__INSTRUCTIONS TO FOLLOW__.
Report each line of the data that includes the word "works".

(Items from a data source)
--- --- ---

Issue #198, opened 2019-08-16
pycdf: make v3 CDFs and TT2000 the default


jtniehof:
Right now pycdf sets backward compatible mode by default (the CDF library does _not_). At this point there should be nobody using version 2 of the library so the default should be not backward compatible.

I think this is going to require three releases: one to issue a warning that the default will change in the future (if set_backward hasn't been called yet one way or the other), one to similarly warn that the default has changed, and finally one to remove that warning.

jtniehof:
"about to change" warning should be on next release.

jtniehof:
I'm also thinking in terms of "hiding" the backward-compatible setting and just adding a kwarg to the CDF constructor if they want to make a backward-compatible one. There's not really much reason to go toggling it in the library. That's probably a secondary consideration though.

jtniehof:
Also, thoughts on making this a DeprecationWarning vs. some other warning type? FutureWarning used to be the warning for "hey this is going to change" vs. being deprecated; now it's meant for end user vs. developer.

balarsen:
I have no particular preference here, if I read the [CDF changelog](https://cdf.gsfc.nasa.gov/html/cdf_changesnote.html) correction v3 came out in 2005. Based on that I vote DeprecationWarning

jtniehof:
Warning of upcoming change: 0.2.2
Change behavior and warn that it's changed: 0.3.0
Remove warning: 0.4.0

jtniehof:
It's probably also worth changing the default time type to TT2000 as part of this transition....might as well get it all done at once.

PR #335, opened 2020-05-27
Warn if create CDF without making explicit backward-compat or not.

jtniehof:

--- --- ---

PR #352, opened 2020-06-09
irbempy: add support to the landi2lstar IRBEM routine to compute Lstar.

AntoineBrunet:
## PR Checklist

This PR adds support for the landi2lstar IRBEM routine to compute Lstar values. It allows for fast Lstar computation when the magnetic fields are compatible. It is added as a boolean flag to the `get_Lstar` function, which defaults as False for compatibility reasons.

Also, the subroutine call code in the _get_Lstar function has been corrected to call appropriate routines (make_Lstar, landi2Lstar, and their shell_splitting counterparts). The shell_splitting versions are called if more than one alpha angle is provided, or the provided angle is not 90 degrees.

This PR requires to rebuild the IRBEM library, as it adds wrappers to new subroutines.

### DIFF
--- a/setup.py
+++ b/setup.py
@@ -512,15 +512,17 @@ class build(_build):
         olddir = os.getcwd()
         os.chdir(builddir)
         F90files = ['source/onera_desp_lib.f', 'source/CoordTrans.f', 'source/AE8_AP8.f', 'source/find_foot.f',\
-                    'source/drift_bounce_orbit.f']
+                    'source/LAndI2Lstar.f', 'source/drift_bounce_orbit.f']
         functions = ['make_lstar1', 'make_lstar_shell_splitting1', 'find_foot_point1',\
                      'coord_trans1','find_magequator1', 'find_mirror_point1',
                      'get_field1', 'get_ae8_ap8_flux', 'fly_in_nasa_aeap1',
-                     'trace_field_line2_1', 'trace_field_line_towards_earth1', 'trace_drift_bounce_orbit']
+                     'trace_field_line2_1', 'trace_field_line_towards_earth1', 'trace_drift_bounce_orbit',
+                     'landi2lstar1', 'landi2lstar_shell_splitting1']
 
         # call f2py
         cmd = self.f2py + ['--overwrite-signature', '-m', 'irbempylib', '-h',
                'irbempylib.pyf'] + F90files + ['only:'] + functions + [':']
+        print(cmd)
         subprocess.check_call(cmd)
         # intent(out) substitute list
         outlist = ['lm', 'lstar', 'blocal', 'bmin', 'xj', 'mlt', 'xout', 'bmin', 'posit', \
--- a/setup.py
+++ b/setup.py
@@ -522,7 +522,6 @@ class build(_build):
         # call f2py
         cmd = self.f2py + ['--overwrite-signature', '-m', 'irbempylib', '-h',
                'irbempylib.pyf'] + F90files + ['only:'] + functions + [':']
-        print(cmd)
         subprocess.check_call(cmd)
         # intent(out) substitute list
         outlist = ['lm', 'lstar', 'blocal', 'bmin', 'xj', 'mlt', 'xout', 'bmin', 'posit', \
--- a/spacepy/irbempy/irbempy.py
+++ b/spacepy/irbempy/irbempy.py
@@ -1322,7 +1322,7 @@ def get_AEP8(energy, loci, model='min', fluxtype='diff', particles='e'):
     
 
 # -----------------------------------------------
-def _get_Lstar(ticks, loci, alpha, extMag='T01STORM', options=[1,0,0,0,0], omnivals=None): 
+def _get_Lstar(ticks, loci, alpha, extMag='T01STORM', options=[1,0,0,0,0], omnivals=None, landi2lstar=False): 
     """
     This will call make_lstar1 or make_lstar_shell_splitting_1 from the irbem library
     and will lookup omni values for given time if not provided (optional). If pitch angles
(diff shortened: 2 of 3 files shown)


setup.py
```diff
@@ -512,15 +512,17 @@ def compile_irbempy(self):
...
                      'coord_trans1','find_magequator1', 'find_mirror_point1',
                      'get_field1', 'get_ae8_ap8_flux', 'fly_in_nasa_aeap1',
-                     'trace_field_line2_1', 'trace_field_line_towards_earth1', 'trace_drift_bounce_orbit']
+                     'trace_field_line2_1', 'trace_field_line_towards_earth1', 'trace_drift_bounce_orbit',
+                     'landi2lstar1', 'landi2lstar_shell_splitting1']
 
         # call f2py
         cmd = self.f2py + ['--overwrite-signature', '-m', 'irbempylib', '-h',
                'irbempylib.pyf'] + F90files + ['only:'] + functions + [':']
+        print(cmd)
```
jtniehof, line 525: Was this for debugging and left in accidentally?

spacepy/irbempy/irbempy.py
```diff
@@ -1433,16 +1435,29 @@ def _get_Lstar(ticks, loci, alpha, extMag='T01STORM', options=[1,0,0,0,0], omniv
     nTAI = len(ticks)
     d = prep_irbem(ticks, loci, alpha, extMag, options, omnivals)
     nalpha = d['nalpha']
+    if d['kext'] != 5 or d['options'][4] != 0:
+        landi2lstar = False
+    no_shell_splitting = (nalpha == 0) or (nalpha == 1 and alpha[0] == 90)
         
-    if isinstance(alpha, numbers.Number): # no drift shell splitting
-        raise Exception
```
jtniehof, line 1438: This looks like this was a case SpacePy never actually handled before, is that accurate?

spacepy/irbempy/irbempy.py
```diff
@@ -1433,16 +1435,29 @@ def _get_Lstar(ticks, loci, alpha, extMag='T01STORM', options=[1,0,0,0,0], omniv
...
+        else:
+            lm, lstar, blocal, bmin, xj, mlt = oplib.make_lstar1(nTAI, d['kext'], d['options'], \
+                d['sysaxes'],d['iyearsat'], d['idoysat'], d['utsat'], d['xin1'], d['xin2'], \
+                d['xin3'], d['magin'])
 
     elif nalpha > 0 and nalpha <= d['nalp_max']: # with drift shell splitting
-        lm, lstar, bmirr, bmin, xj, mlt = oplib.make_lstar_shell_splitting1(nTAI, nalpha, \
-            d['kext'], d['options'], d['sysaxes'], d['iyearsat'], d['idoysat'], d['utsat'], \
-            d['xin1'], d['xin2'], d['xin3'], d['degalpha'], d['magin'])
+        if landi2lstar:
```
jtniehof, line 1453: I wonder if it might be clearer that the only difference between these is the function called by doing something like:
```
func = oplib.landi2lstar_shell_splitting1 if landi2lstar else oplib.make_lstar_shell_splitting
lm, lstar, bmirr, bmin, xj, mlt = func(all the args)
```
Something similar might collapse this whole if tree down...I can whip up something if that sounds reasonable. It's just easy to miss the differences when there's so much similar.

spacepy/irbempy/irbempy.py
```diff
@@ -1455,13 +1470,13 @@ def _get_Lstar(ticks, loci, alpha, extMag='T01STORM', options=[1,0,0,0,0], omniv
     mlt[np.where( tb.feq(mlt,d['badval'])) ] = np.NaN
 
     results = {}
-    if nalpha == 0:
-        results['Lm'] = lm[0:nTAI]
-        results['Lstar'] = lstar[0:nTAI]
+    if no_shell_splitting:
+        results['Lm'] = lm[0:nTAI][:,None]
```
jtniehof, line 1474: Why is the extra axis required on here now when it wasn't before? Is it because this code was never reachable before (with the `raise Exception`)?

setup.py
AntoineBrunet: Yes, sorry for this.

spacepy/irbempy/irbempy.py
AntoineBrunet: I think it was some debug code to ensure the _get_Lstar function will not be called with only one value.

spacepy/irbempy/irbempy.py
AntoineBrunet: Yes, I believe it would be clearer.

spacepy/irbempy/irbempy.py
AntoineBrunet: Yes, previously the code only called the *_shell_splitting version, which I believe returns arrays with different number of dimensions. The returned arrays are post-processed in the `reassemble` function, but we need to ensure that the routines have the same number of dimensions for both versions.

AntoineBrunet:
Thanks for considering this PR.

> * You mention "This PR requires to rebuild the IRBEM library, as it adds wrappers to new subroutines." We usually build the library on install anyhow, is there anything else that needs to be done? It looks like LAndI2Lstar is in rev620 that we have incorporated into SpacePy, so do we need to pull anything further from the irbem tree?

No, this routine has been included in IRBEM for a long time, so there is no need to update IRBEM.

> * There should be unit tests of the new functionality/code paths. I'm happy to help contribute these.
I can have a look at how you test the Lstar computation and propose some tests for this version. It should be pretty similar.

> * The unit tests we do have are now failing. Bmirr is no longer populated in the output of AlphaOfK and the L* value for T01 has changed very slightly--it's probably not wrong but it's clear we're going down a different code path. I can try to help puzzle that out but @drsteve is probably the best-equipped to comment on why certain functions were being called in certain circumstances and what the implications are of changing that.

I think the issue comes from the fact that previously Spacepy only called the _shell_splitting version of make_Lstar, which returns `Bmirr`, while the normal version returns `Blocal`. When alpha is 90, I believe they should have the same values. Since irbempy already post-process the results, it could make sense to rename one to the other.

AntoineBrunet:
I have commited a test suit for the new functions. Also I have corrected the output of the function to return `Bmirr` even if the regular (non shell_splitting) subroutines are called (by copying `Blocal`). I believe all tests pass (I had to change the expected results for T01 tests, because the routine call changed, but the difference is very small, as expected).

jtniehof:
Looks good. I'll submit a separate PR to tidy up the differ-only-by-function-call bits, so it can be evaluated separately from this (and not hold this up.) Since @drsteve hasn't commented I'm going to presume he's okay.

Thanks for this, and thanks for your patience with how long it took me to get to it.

--- --- ---

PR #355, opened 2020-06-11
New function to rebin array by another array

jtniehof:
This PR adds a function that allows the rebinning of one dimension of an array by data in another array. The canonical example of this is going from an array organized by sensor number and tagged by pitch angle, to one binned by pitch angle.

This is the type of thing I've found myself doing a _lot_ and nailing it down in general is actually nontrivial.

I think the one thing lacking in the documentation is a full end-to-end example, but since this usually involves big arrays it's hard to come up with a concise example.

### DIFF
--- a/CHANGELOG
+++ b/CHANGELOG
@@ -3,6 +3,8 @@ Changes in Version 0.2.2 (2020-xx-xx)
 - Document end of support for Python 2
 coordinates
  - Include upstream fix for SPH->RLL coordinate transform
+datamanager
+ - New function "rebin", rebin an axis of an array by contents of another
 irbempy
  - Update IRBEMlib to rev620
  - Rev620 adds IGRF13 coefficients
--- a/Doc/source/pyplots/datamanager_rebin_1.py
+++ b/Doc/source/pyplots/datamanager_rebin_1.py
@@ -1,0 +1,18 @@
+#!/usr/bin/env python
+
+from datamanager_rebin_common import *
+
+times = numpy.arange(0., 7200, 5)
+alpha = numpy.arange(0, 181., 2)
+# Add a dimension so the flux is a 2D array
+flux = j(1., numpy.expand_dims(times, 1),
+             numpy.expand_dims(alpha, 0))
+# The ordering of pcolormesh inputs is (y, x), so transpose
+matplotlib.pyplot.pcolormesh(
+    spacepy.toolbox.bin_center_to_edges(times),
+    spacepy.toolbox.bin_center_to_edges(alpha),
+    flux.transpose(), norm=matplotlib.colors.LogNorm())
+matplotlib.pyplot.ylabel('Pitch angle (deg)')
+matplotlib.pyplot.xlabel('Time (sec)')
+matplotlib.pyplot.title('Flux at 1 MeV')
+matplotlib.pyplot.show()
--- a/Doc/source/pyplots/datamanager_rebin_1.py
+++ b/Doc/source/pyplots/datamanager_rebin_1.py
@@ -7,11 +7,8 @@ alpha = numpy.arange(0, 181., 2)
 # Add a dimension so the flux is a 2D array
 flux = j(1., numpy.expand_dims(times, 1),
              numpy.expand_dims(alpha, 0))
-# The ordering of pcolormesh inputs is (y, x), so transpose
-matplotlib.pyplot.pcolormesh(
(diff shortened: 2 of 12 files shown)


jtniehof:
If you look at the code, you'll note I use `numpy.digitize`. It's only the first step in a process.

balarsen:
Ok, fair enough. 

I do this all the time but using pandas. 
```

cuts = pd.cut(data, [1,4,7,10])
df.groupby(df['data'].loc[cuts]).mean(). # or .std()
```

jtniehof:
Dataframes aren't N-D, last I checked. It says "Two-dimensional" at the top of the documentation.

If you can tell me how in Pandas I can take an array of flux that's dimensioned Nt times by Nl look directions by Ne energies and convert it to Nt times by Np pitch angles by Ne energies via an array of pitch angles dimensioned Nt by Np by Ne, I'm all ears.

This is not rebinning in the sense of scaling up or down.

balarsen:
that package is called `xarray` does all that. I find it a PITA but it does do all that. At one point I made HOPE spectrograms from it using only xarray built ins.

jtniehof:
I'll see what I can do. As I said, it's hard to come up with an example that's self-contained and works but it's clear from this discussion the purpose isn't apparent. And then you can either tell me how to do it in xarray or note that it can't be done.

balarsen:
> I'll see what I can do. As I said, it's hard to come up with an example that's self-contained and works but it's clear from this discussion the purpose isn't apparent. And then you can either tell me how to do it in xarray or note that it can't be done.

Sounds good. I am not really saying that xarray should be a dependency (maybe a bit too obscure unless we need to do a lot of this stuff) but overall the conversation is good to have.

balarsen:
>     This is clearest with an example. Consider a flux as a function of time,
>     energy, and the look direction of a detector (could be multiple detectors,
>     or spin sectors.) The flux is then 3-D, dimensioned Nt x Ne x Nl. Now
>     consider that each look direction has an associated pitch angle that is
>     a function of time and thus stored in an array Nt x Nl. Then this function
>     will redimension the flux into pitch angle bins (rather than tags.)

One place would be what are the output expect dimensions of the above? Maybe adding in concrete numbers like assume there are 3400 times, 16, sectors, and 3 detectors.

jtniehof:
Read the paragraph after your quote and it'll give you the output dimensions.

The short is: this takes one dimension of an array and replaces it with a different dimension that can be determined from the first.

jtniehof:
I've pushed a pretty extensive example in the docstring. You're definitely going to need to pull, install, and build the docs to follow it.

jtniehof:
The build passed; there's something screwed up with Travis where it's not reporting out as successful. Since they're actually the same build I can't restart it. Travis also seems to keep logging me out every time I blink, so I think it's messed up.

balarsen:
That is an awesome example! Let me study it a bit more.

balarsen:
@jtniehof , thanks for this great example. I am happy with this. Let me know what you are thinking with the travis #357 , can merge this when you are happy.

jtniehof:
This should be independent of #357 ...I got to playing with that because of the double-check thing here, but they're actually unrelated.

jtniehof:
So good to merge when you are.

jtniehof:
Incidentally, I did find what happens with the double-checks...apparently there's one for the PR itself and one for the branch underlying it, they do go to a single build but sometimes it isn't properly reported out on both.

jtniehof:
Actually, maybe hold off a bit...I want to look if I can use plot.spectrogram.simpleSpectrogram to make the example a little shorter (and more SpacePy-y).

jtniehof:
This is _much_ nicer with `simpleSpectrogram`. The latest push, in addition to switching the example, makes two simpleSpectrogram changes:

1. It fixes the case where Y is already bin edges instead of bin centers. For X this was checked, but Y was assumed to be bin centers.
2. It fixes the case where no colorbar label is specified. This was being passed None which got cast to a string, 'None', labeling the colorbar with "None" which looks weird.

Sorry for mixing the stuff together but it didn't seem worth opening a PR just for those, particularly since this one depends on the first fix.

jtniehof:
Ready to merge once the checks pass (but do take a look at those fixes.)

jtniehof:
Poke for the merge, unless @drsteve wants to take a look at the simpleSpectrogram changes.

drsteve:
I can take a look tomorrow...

--- --- ---

__RESULT BELOW__.
I'll see what I can do. As I said, it's hard to come up with an example that's self-contained and works but it's clear from this discussion the purpose isn't apparent. And then you can either tell me how to do it in xarray or note that it can't be done.
> I'll see what I can do. As I said, it's hard to come up with an example that's self-contained and works but it's clear from this discussion the purpose isn't apparent. And then you can either tell me how to do it in xarray or note that it can't be done.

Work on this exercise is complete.